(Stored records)
================

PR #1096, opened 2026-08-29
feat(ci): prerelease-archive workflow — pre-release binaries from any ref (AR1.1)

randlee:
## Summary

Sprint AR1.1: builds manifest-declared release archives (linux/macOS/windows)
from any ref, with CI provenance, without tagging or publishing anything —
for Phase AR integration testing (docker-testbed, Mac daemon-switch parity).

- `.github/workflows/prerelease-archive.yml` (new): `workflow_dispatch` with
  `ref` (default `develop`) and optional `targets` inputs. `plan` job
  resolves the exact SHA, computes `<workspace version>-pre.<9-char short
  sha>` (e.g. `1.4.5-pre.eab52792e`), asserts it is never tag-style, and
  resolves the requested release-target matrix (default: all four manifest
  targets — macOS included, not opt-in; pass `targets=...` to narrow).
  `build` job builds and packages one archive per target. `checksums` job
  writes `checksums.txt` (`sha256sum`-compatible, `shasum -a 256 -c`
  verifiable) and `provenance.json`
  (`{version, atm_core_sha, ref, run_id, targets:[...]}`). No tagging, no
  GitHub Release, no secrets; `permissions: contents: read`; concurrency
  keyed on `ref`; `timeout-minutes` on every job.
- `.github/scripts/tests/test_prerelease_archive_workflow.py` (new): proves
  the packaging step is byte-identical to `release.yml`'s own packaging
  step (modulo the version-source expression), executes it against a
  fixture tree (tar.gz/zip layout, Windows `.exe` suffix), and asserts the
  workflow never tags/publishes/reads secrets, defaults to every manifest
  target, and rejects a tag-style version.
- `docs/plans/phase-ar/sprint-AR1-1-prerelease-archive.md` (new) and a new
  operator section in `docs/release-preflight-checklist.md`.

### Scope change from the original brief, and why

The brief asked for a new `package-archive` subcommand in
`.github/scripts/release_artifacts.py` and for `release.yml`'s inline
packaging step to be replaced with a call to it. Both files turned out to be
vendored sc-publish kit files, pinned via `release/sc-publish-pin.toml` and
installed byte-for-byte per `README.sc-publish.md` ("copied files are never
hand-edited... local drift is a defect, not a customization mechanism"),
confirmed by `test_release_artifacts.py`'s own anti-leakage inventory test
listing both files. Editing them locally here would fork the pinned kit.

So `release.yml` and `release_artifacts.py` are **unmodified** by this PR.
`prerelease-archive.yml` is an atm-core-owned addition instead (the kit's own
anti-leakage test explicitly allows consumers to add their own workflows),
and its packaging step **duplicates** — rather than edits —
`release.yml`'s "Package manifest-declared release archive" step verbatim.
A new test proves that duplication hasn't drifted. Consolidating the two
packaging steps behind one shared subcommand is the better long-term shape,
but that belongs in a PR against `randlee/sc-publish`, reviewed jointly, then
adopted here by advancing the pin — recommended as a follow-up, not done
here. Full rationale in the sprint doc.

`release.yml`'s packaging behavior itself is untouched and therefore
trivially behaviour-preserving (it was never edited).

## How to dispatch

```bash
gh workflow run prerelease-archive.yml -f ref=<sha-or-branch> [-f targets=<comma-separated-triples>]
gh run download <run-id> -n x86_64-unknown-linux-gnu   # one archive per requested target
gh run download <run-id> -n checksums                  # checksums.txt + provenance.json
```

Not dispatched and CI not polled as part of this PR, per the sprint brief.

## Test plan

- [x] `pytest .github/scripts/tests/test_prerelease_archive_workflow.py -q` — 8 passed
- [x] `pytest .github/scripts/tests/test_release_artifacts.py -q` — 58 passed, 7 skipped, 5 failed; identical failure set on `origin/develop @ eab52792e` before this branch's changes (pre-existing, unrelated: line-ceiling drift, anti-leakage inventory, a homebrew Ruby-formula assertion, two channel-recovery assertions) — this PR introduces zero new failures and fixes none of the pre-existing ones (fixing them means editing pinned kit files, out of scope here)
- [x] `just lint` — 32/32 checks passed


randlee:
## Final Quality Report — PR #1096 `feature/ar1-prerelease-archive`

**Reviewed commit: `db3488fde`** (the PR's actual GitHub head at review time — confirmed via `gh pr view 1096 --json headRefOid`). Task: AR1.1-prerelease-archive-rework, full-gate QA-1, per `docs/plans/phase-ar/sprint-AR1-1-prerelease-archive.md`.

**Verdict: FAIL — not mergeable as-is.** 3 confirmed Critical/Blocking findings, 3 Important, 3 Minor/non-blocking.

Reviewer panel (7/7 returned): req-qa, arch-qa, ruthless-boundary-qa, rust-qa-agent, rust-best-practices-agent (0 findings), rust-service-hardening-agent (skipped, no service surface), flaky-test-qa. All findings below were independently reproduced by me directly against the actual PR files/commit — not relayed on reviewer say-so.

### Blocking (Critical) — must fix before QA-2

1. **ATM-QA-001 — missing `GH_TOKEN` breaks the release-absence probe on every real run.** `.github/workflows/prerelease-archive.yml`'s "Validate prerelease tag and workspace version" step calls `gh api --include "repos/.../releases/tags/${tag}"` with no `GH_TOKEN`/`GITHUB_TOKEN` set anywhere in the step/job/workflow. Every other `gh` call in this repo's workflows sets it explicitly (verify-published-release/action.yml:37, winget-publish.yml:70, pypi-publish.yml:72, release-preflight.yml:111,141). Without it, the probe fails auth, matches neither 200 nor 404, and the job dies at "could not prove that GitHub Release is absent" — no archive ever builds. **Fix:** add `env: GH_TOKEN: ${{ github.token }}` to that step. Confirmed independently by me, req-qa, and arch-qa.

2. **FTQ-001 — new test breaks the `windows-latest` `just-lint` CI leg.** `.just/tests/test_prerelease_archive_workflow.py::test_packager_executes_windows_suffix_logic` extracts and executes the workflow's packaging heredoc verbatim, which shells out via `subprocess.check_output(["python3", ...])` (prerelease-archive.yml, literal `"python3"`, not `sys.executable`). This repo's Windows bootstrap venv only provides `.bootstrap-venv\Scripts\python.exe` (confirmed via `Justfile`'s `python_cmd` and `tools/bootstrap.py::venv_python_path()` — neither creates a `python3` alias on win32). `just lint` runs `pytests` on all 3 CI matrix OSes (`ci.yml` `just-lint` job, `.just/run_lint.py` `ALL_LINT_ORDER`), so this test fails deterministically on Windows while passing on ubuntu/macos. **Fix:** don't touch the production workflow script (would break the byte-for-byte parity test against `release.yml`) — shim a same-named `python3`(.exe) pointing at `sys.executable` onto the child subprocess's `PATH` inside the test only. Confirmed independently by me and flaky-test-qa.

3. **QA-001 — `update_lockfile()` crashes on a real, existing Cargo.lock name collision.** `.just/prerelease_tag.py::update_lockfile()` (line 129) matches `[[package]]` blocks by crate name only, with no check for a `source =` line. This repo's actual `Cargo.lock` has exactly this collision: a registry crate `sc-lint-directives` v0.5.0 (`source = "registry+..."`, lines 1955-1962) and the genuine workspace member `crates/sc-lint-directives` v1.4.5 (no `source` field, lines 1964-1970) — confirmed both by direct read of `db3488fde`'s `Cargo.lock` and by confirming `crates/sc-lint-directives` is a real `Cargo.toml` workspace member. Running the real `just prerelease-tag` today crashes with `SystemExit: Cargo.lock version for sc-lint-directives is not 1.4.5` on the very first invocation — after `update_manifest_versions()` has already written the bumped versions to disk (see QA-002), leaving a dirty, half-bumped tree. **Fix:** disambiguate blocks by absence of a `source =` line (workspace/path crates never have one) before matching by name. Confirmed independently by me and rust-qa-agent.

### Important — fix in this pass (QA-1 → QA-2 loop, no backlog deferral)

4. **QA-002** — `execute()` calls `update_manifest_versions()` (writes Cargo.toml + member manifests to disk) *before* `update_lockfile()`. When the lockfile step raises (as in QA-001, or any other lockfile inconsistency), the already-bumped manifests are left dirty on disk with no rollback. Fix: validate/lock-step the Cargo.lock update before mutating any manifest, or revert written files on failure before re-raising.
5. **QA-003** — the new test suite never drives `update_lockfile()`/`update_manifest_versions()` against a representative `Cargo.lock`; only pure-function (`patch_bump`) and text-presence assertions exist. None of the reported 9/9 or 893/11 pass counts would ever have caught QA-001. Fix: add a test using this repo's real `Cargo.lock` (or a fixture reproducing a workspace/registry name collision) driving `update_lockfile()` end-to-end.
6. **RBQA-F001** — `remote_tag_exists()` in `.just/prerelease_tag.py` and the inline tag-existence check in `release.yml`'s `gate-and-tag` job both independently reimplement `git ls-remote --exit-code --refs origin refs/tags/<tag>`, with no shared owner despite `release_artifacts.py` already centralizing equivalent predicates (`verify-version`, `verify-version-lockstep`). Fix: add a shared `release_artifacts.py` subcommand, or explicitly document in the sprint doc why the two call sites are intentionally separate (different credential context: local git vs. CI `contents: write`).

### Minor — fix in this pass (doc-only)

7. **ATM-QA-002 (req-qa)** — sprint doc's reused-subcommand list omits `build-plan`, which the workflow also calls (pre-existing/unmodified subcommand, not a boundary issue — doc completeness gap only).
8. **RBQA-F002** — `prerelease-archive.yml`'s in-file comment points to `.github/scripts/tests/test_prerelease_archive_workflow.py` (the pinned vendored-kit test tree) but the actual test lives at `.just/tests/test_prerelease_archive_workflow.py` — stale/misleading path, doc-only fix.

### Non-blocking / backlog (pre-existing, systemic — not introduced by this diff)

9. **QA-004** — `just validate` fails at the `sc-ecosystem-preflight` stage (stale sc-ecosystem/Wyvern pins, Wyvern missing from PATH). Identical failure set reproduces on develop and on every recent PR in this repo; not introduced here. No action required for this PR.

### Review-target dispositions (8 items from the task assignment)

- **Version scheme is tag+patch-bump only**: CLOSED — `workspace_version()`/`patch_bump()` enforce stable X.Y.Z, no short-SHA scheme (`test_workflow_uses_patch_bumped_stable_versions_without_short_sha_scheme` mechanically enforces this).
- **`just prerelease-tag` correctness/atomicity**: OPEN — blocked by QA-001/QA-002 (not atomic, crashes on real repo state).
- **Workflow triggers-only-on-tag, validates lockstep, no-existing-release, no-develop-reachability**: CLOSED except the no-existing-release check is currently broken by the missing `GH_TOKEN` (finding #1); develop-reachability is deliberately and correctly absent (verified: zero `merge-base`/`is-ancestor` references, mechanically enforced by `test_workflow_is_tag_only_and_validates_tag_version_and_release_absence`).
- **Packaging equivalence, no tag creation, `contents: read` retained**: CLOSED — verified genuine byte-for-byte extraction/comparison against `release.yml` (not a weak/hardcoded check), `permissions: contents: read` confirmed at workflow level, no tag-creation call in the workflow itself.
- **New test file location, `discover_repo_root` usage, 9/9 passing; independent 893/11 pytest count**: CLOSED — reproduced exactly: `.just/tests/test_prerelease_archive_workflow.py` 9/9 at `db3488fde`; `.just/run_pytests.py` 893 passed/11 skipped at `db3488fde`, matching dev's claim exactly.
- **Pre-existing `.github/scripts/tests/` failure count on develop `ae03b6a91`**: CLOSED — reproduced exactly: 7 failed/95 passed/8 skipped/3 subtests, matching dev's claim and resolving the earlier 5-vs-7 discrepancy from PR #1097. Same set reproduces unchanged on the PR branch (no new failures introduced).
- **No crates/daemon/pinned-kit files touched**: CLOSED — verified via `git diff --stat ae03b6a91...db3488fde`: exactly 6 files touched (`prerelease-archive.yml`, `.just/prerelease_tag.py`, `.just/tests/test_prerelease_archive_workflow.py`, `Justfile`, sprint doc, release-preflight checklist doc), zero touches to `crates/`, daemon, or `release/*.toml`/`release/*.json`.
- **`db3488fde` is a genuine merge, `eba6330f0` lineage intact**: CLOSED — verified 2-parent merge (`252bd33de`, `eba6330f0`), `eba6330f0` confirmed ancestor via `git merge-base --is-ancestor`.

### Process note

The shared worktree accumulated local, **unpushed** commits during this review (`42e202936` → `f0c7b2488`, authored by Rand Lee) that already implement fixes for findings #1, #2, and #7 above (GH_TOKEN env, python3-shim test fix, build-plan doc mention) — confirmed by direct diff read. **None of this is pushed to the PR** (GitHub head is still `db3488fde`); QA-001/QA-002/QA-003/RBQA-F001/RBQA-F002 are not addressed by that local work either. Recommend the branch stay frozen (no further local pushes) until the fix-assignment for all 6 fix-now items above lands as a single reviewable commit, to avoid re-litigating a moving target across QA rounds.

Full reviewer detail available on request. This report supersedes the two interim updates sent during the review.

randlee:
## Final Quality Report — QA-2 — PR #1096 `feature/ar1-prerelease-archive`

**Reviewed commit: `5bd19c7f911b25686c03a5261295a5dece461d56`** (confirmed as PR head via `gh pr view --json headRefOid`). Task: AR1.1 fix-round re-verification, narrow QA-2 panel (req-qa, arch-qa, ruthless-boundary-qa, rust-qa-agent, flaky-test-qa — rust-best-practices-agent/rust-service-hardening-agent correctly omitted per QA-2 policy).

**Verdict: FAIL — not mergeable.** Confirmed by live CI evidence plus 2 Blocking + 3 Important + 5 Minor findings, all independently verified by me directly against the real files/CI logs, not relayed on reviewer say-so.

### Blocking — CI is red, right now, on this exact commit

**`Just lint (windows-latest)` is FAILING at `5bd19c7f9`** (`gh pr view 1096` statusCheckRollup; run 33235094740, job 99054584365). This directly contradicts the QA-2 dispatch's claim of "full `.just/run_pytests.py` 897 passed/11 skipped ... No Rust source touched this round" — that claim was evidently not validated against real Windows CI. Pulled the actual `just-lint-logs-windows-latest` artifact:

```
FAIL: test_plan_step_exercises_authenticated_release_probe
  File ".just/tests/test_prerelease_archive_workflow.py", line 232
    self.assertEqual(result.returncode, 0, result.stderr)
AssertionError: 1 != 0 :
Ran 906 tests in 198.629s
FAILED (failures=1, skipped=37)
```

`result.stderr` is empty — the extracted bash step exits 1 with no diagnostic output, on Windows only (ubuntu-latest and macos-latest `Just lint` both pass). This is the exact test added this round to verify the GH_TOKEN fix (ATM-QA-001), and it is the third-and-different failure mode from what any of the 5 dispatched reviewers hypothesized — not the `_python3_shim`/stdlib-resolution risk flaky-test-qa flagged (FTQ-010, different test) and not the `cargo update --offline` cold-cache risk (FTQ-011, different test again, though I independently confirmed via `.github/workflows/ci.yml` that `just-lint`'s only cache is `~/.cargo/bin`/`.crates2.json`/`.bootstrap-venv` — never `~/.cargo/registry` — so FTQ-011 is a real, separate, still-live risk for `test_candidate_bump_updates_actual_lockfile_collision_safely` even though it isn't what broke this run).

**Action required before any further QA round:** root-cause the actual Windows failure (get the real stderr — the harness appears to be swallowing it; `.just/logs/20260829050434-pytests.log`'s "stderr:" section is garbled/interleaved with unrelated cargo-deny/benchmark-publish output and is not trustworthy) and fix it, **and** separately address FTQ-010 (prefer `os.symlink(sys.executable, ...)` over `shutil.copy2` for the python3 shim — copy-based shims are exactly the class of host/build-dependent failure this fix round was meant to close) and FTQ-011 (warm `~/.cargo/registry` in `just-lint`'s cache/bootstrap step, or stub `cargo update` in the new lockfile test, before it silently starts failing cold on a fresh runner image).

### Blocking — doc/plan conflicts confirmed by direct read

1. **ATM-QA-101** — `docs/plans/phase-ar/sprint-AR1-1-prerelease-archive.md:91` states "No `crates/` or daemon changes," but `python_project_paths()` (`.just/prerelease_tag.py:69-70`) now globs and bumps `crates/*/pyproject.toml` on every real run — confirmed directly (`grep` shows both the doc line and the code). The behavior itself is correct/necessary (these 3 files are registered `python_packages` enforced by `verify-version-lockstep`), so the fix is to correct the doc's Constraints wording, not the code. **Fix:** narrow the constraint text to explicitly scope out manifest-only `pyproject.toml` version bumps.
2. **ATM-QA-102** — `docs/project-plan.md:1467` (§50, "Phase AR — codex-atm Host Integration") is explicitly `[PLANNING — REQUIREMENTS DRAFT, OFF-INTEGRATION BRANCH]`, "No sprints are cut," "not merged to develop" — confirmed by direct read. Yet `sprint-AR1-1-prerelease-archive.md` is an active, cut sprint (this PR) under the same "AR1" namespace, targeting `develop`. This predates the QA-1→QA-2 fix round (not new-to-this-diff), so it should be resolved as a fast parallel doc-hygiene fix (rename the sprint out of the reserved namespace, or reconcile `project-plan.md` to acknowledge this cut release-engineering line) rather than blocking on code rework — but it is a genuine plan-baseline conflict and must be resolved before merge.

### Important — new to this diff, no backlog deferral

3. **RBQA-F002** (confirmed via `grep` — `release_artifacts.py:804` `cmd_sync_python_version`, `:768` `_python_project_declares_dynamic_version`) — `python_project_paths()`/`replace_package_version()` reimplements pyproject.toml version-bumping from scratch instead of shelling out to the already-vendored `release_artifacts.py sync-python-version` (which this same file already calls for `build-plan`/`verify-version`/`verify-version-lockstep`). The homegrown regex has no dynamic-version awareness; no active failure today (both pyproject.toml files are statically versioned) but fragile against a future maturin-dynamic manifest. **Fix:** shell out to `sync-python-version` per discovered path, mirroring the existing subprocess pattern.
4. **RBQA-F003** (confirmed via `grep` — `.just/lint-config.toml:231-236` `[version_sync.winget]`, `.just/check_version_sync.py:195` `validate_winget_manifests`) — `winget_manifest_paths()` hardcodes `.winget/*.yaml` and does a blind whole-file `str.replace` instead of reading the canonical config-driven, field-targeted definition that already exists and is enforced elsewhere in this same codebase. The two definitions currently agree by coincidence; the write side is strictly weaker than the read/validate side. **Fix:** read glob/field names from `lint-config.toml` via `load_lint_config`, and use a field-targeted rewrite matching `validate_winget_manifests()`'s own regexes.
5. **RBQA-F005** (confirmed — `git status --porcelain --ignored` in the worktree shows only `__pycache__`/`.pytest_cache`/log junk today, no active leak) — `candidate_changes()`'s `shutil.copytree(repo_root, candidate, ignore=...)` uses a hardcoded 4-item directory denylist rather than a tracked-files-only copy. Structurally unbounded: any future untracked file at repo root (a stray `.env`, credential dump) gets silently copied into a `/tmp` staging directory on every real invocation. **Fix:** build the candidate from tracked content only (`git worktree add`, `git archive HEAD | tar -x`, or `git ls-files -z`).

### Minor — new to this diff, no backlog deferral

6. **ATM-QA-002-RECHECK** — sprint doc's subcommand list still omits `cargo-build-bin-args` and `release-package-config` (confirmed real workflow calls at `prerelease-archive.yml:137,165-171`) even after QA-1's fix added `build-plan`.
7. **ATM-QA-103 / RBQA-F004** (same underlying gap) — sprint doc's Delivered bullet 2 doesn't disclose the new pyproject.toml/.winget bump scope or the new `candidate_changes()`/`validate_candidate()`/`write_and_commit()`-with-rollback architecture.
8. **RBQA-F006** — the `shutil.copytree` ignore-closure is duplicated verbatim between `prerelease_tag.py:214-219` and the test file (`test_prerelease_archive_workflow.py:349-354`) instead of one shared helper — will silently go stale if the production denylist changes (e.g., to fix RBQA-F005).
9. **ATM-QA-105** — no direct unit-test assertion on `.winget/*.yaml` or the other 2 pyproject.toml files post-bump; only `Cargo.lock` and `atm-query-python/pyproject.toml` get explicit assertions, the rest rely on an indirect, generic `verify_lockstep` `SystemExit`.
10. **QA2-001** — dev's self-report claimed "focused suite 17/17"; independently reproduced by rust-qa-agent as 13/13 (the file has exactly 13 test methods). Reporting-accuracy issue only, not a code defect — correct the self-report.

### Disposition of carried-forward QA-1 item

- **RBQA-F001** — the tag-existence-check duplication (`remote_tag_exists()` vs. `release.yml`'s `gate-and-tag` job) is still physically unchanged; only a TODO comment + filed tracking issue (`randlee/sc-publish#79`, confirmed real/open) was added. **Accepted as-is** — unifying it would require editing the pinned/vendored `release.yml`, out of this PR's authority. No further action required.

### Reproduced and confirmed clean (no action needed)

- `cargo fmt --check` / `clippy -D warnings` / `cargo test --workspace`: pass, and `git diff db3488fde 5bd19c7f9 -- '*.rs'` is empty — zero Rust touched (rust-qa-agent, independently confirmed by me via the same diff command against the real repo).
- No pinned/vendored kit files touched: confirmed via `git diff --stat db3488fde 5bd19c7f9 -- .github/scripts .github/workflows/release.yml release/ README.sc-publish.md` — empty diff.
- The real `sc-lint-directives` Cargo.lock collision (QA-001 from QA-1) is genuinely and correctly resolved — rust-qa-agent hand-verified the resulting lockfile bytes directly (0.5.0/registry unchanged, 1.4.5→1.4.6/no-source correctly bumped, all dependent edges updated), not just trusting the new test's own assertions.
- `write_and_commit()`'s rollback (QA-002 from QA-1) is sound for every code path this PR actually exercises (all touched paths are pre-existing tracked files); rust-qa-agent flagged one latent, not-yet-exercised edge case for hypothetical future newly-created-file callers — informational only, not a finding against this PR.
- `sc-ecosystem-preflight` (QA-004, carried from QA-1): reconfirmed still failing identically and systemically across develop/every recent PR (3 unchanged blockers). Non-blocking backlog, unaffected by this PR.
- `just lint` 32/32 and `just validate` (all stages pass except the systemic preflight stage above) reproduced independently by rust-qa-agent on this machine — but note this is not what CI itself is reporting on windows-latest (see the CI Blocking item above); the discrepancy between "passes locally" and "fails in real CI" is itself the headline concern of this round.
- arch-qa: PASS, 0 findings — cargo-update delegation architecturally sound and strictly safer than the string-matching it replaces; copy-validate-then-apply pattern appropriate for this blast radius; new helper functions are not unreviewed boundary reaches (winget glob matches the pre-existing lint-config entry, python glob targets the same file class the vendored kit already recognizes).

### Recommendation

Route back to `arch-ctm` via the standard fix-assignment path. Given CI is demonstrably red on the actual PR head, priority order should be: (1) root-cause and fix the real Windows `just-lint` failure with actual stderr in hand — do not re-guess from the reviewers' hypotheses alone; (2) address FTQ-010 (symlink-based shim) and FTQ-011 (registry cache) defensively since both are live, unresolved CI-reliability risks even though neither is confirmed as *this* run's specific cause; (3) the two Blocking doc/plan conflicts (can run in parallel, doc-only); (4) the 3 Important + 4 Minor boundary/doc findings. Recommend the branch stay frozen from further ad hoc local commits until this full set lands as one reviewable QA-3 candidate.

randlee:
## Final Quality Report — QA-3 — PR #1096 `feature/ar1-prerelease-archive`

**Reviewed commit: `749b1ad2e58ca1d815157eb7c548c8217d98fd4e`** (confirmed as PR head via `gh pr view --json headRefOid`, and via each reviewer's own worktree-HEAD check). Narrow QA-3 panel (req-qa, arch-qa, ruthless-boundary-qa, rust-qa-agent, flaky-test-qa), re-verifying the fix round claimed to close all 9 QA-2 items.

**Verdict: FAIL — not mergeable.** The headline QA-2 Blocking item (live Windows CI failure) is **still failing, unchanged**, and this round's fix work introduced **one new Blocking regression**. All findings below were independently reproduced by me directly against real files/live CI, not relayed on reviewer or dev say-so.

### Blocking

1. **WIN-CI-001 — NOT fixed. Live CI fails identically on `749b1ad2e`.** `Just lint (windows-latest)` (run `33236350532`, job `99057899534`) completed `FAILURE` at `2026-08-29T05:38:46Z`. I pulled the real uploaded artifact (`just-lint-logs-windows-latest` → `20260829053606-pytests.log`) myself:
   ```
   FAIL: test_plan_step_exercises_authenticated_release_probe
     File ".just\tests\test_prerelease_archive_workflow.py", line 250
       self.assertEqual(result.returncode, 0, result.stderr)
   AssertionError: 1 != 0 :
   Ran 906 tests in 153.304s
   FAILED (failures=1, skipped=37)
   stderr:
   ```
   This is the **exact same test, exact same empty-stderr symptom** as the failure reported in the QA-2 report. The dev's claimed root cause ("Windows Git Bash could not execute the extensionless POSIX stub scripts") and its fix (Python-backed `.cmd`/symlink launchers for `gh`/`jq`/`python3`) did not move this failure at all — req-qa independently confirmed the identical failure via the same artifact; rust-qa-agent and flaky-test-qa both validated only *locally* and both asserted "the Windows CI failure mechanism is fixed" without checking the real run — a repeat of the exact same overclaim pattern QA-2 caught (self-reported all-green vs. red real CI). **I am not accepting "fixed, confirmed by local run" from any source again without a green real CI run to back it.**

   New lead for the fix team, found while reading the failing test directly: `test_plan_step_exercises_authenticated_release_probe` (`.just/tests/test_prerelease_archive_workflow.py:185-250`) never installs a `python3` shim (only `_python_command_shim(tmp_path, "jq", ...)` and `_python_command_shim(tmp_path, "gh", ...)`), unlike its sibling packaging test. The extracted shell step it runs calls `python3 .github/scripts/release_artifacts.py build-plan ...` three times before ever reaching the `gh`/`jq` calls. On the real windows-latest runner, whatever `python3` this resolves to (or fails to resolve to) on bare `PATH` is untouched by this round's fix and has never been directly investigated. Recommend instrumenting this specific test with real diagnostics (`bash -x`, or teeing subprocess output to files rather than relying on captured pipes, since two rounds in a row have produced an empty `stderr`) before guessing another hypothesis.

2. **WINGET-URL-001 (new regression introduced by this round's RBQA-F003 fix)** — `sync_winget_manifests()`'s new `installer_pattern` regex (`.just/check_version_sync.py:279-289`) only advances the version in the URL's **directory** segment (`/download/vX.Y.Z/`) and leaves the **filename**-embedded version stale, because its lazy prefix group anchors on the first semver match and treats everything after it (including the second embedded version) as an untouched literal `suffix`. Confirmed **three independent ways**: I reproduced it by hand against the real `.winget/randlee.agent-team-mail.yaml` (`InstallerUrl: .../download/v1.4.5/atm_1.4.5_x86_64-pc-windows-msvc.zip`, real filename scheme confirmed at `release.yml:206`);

================

> **What you will do**: Reply with the lines from the first line of the entries through the line that contains "The brief asked", repeated exactly with both ends kept, and with nothing else.

> **Exercise result**:
PR #1096, opened 2026-08-29
feat(ci): prerelease-archive workflow — pre-release binaries from any ref (AR1.1)

randlee:
## Summary

Sprint AR1.1: builds manifest-declared release archives (linux/macOS/windows)
from any ref, with CI provenance, without tagging or publishing anything —
for Phase AR integration testing (docker-testbed, Mac daemon-switch parity).

- `.github/workflows/prerelease-archive.yml` (new): `workflow_dispatch` with
  `ref` (default `develop`) and optional `targets` inputs. `plan` job
  resolves the exact SHA, computes `<workspace version>-pre.<9-char short
  sha>` (e.g. `1.4.5-pre.eab52792e`), asserts it is never tag-style, and
  resolves the requested release-target matrix (default: all four manifest
  targets — macOS included, not opt-in; pass `targets=...` to narrow).
  `build` job builds and packages one archive per target. `checksums` job
  writes `checksums.txt` (`sha256sum`-compatible, `shasum -a 256 -c`
  verifiable) and `provenance.json`
  (`{version, atm_core_sha, ref, run_id, targets:[...]}`). No tagging, no
  GitHub Release, no secrets; `permissions: contents: read`; concurrency
  keyed on `ref`; `timeout-minutes` on every job.
- `.github/scripts/tests/test_prerelease_archive_workflow.py` (new): proves
  the packaging step is byte-identical to `release.yml`'s own packaging
  step (modulo the version-source expression), executes it against a
  fixture tree (tar.gz/zip layout, Windows `.exe` suffix), and asserts the
  workflow never tags/publishes/reads secrets, defaults to every manifest
  target, and rejects a tag-style version.
- `docs/plans/phase-ar/sprint-AR1-1-prerelease-archive.md` (new) and a new
  operator section in `docs/release-preflight-checklist.md`.

### Scope change from the original brief, and why

The brief asked for a new `package-archive` subcommand in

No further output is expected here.